Department of Radiation Oncology, University of Utah, Salt Lake City, UT, USA.
Avera Cancer Institute, Sioux Falls, SD, USA.
J Appl Clin Med Phys. 2020 Aug;21(8):83-91. doi: 10.1002/acm2.12918. Epub 2020 Jun 25.
To apply failure mode and effect analysis (FMEA) to generate an effective and efficient initial physics plan checklist.
A team of physicists, dosimetrists, and therapists was setup to reconstruct the workflow processes involved in the generation of a treatment plan beginning from simulation. The team then identified possible failure modes in each of the processes. For each failure mode, the severity (S), frequency of occurrence (O), and the probability of detection (D) was assigned a value and the risk priority number (RPN) was calculated. The values assigned were based on TG 100. Prior to assigning a value, the team discussed the values in the scoring system to minimize randomness in scoring. A local database of errors was used to help guide the scoring of frequency.
Twenty-seven process steps and 50 possible failure modes were identified starting from simulation to the final approved plan ready for treatment at the machine. Any failure mode that scored an average RPN value of 20 or greater was deemed "eligible" to be placed on the second checklist. In addition, any failure mode with a severity score value of 4 or greater was also considered for inclusion in the checklist. As a by-product of this procedure, safety improvement methods such as automation and standardization of certain processes (e.g., dose constraint checking, check tools), removal of manual transcription of treatment-related information as well as staff education were implemented, although this was not the team's original objective. Prior to the implementation of the new FMEA-based checklist, an in-service for all the second checkers was organized to ensure further standardization of the process.

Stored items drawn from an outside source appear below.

Issue #2766, opened 2022-01-21
Collections do not scroll items into view within the browser viewport with keyboard


majornista:
# 🐛 Bug Report 

When the bounds of a virtualized collection extend beyond the browser viewport, and setting focus to an item within the collection that is out of view, the browser will not scroll the focused item into view.

## 🤔 Expected Behavior

An item receiving focus in a virtualized collection should not only scroll the item into view within the collection, but it should scroll the item into view within the browser as well.

## 😯 Current Behavior

1. Open https://reactspectrum.blob.core.windows.net/reactspectrum/0661785f30971bdbcbd291282b26836cf272c3f8/storybook/iframe.html?id=listbox--async-loading&viewMode=story
2. Reduce the inner height of the browser window to be less than the height of the ListBox within the story,  ~200px should be good.
3. Tab to set keyboard focus to the first Item within the ListBox.
4. Use <kbd>ArrowDown</kbd> to scroll until you focus an Item within the ListBox that is outside of the browser viewport.
5. Notice that the browser does not automatically scroll the `document.body` to bring the focused Item into view.

## 💁 Possible Solution

Add the following to `useVirtualizer` method in `@react-aria/virtualizer/src/Virtualizer.tsx`:

```tsx
  // Define an IntersectionObserver to evaluate whether the browser should scroll the element receiving focus into view.
  let intersectionObserver = useMemo(() => {
    const intersectionObserverOptions:IntersectionObserverInit = {
      root: undefined,
      rootMargin: '0px', 
      threshold: 1
    };

    const scrollIntoViewOptions:ScrollIntoViewOptions = {
      behavior: 'auto',
      block: 'nearest',
      inline: 'nearest'
    };

    const intersectionObserverCallback = (entries:Array<IntersectionObserverEntry>, observer:IntersectionObserver) => {
      entries.forEach(entry => {
        if (!entry.isIntersecting) {
          entry.target.scrollIntoView(scrollIntoViewOptions);
        }
        observer.unobserve(entry.target);
      });
    };

    return new IntersectionObserver(intersectionObserverCallback, intersectionObserverOptions);
  }, []);
```
Then at the end of the `onFocus` method, add the following after updating `isFocusWithin.current`:

```tsx
    // Evaluate whether the browser should scroll to bring element receiving focus into view.
    if (isFocusWithin.current) {
      intersectionObserver.observe(e.target);
    }
```

## 🔦 Context

[...]

PR #3899, opened 2023-01-10
Fully scroll collection elements into view when keyboard navigating

LFDanLu:
Closes https://github.com/adobe/react-spectrum/issues/2766

EDIT: overzealous when thinking this fixed the other scroll into view issues, seems like it still happens (albeit rarely locally) 

## ✅ Pull Request Checklist:

## 📝 Test Instructions:

Test that components that have keyboard navigation are scrolled into view upon keyboard navigating e.g. TableView, ListView, Calendar (standalone and in overlay) , Tabs, non-virtualized collections (useSelectableList stories, useTab stories). Use the "scrolling" checkbox to enable scroll in the stories (you'll have to tab to the component to bring it into view).

Also test popovers in general since we've updated how the positioning coords are applied to the popover. 

Note: behavior at varying pinch zoom levels/on mobile emulation is a bit finicky, digging

## 🧢 Your Project:

RSP


packages/@react-aria/utils/src/scrollIntoView.ts
```diff
@@ -63,3 +71,33 @@ function relativeOffset(ancestor: HTMLElement, child: HTMLElement, axis: 'left'|
...
+    let {left: originalLeft, top: originalTop} = targetElement.getBoundingClientRect();
+
+    // TODO: For some reason in the useSelectableList stories, originalTop and newTop differ by 1px, causing us to unecessarily
+    // scroll the containing element even though it may already be fully in view
+    // This is because the scrollable parent (ul) has a border of 1 that partially obscures the focused item even after scrollIntoView is called...
+    // Perhaps modify scrollIntoView calculations to take into account the borders, bleh...
+
+    // use scrollIntoView({block: 'nearest'}) instead of .focus to check if the element is fully in view or not since .focus()
+    // won't cause a scroll if the element is already focused and doesn't behave consistently when an element is partially out of view horizontally vs vertically
+    targetElement?.scrollIntoView?.({block: 'nearest'});
```
devongovett, line 87: Cool that this works. I had assumed that `scrollIntoView` would always align the element, but looks like "nearest" doesn't scroll if it is already in view?

packages/@react-aria/utils/src/scrollIntoView.ts
```diff
@@ -63,3 +71,33 @@ function relativeOffset(ancestor: HTMLElement, child: HTMLElement, axis: 'left'|
...
+
+export function scrollIntoViewport(targetElement: Element, containingElement?: Element) {
+  // If scrolling is not currently prevented then we aren’t in a overlay nor is a overlay open, just use element.scrollIntoView to bring the element into view
+  if (!isScrollPrevented) {
+    let {left: originalLeft, top: originalTop} = targetElement.getBoundingClientRect();
+
+    // TODO: For some reason in the useSelectableList stories, originalTop and newTop differ by 1px, causing us to unecessarily
+    // scroll the containing element even though it may already be fully in view
+    // This is because the scrollable parent (ul) has a border of 1 that partially obscures the focused item even after scrollIntoView is called...
+    // Perhaps modify scrollIntoView calculations to take into account the borders, bleh...
```
devongovett, line 83: Does changing `box-sizing` to `border-box` have any effect?

packages/@react-aria/utils/src/scrollIntoView.ts
LFDanLu: Right, from my testing `scrollIntoView({block: 'nearest'})` seems to behave like `scrollIntoViewIfNeeded`

packages/@react-aria/utils/src/scrollIntoView.ts
LFDanLu: Mm, good idea, I tried applying `box-sizing: border-box` to the story's `ul` but unfortunately it still reproduces the issue. Lemme poke around some more

LFDanLu: Using `let maxY = y + scrollView.clientHeight;` in `scrollIntoView` gets us pretty close but takes into account both top/bottom borders which borks the calculations a bit

packages/@react-aria/selection/src/useSelectableCollection.ts
```diff
@@ -360,9 +360,10 @@ export function useSelectableCollection(options: AriaSelectableCollectionOptions
       let element = scrollRef.current.querySelector(`[data-key="${manager.focusedKey}"]`) as HTMLElement;
       if (element) {
         scrollIntoView(scrollRef.current, element);
+        scrollIntoViewport(element, ref.current);
```
snowystinger, line 363: both and opposite signatures?

packages/@react-aria/virtualizer/src/Virtualizer.tsx
```diff
@@ -141,10 +141,19 @@ export function useVirtualizer<T extends object, V, W>(props: VirtualizerOptions
       } else {
         virtualizer.scrollToItem(focusedKey, {duration: 0});
       }
+
+      if (modality === 'keyboard' && ref.current.contains(document.activeElement)) {
+        // Wait till virtualizer scrolls the focused key into view before checking if we need to scroll it into the viewport
+        // Specifically need to do this for the column headers since they aren't part of the scrollable table body and their position
+        // syncing is a bit delayed compared to when scrollToItem is fired.
+        requestAnimationFrame(() => {
```
snowystinger, line 149: don't forget to cleanup the raf in case we unmount mid raf
I think there were a couple others in the other files, make sure they are all cleaned up

packages/@react-aria/selection/src/useSelectableCollection.ts
LFDanLu: yeaaah. The ideal (?) flow is as follows:
1. Scroll the newly focused element into view with respect to the scrollView. Limit this strictly to the first scrollParent (pre-existing behavior aka `scrollIntoView(scrollRef.current, element);`). This means the element may still be out of view for a variety of reasons (nested scroll regions, collection is extends past the viewport, something is covering the element) 
2. Scroll everything in such a way that the element is actually visible to the user (aka scrollIntoViewport(element, ref.current);`. If `preventScroll` is on, we only scroll up to the body so that we don't accidentally shift any overlays that maybe open 

The opposite signatures is a bit unfortunate, the second arg to `scrollIntoViewport` is the `containerElement` and is optional hence why it is the second arg (e.g. if we were scrolling a button into view, that case isn't actually implemented in this PR). I'll think a bit about the api here

packages/@react-aria/utils/src/scrollIntoView.ts
```diff
@@ -63,3 +76,29 @@ function relativeOffset(ancestor: HTMLElement, child: HTMLElement, axis: 'left'|
...
+  // If scrolling is not currently prevented then we aren’t in a overlay nor is a overlay open, just use element.scrollIntoView to bring the element into view
+  if (!isScrollPrevented) {
+    let {left: originalLeft, top: originalTop} = targetElement.getBoundingClientRect();
+
+    // use scrollIntoView({block: 'nearest'}) instead of .focus to check if the element is fully in view or not since .focus()
+    // won't cause a scroll if the element is already focused and doesn't behave consistently when an element is partially out of view horizontally vs vertically
+    targetElement?.scrollIntoView?.({block: 'nearest'});
+    let {left: newLeft, top: newTop} = targetElement.getBoundingClientRect();
+    // Account for sub pixel differences from rounding
+    if ((Math.abs(originalLeft - newLeft) > 1) || (Math.abs(originalTop - newTop) > 1)) {
```
LFDanLu, line 90: Note that the original positioning and the new positioning of the target element won't differ at all if the target was "out of view" from pinch zooming. It will still be scrolled into view due to `targetElement?.scrollIntoView?.({block: 'nearest'});` but the position w/ respect to the layout viewport is still the same.

packages/@react-aria/utils/src/getScrollParent.ts
```diff
@@ -11,14 +11,18 @@
  */
 
 export function getScrollParent(node: Element): Element {
+  if (isScrollable(node)) {
+    node = node.parentElement;
+  }
```
LFDanLu, line 16: Modified this so we don't just return the same node as its scroll parent if it happens to be scrollable. Caused a infinite loop [here](https://github.com/adobe/react-spectrum/blob/3039b89b78730e7f825ef5af36ed01e1fd8010e7/packages/%40react-aria/utils/src/scrollIntoView.ts#L98-L102) otherwise

.storybook/preview.js
```diff
@@ -25,11 +25,7 @@ export const parameters = {
 };
 
 export const decorators = [
```
LFDanLu, line 27: @snowystinger Just a heads up, I know you had previously suggested looking into `layout: centered` as per https://storybook.js.org/docs/react/configure/story-layout. Tried it out, it unfortunately means our stories won't take up the full canvas, hence we would still need a decorator to make the story full screen (aka: adapt to the viewports height + width etc).

packages/@react-aria/utils/src/scrollIntoView.ts
```diff
@@ -22,20 +30,25 @@ export function scrollIntoView(scrollView: HTMLElement, element: HTMLElement) {
   let height = element.offsetHeight;
   let x = scrollView.scrollLeft;
   let y = scrollView.scrollTop;
-  let maxX = x + scrollView.offsetWidth;
-  let maxY = y + scrollView.offsetHeight;
+
+  // Account for top/left border offsetting the scroll top/Left
+  let {borderTopWidth, borderLeftWidth} = window.getComputedStyle(scrollView);
```
snowystinger, line 35: getComputedStyle is safe enough, we're already forcing layout with offsetHeight a couple lines up

packages/@react-aria/virtualizer/src/Virtualizer.tsx
```diff
@@ -141,10 +142,25 @@ export function useVirtualizer<T extends object, V, W>(props: VirtualizerOptions
       } else {
         virtualizer.scrollToItem(focusedKey, {duration: 0});
       }
+
+      if (modality === 'keyboard' && ref.current.contains(document.activeElement)) {
+        // Wait till virtualizer scrolls the focused key into view before checking if we need to scroll it into the viewport
+        // Specifically need to do this for the column headers since they aren't part of the scrollable table body and their position
+        // syncing is a bit delayed compared to when scrollToItem is fired.
+        raf = requestAnimationFrame(() => {
```
snowystinger, line 150: same as above comment

packages/@react-aria/calendar/src/useCalendarCell.ts
```diff
@@ -283,17 +283,27 @@ export function useCalendarCell(props: AriaCalendarCellProps, state: CalendarSta
...
       // try not to shift the view under the user's mouse/finger.
-      // Only scroll the direct scroll parent, not the whole page, so
-      // we don't scroll to the bottom when opening date picker popover.
+      // If in a overlay, scrollIntoViewport will only cause scrolling
+      // up to the overlay scroll body to prevent overlay shifting
       if (getInteractionModality() !== 'pointer') {
-        scrollIntoView(getScrollParent(ref.current) as HTMLElement, ref.current);
+        // If this calendar is in a popover, we need to wait till it is fully positioned before attempting to
+        // scroll it into view, otherwise it won't be brought into view properly
+        raf = requestAnimationFrame(() => {
```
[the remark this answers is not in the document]
LFDanLu: I don't believe this runs into the same problem that the FocusScope bug was running into right? This uses a variable initialized in the useEffect instead of setting it to a ref outside of the useEffect. The new raf is only created if any of the dependencies change and the cleanup will cancel the pre-existing raf before the new one is then created.

packages/@react-aria/selection/src/useSelectableCollection.ts
LFDanLu: Just to clarify, the suggestion here is to flip `scrollIntoView`'s arguments to match `scrollIntoViewport` arg order? Or is it to make `scrollIntoView`'s signature the following -> `scrollIntoView(objectArg, element)` where objectArg is `{element: Element, scrollRef: Element}`? Or is it to modify `scrollIntoViewport`'s signature?

packages/@react-aria/calendar/src/useCalendarCell.ts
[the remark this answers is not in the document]
snowystinger: o, yep, you are right. I didn't notice it was inside the useEffect

packages/@react-aria/selection/src/useSelectableCollection.ts
snowystinger: make both of them into
`functionName(objectArg)` where objectArg is what you outlined
you'd need to maintain the current signature for scrollIntoView as well, which if the args aren't optional, then it's pretty easy to distinguish, one arg would be the new signature and 2 would be the old, you'd use TS overload syntax

snowystinger (approved):
it's working well for me in chrome, both storybook and docs

majornista (dismissed):

packages/@react-aria/selection/src/useSelectableCollection.ts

The FMEA proved to be a valuable tool for identifying vulnerabilities in our workflow and processes in generating a treatment plan and subsequently a new, more effective initial plan checklist was created.
应用失效模式和效果分析(FMEA)生成有效的初始物理计划清单。
成立了一个物理学家、剂量师和治疗师团队,以重建从模拟开始生成治疗计划所涉及的工作流程。然后,团队在每个流程中识别可能的失效模式。对于每种失效模式,严重性(S)、发生频率(O)和检测概率(D)都被赋予一个值,然后计算风险优先数(RPN)。分配的值基于 TG 100。在分配值之前,团队讨论了评分系统中的值,以减少评分的随机性。使用本地错误数据库来帮助指导频率的评分。
从模拟到最终准备在机器上治疗的批准计划,共确定了 27 个流程步骤和 50 种可能的失效模式。任何平均 RPN 值为 20 或更高的失效模式都被认为“符合条件”,可以列入第二个清单。此外,任何严重程度评分为 4 或更高的失效模式也被考虑列入清单。作为该程序的副产品,实施了诸如自动化和某些流程的标准化(例如剂量限制检查、检查工具)、消除与治疗相关信息的手动转录以及员工教育等安全改进方法,尽管这不是团队的原始目标。在实施新的基于 FMEA 的清单之前,为所有第二检查者组织了一次在职培训,以确保进一步标准化该流程。
FMEA 被证明是识别生成治疗计划工作流程和流程中的弱点的有效工具,随后创建了一个新的、更有效的初始计划清单。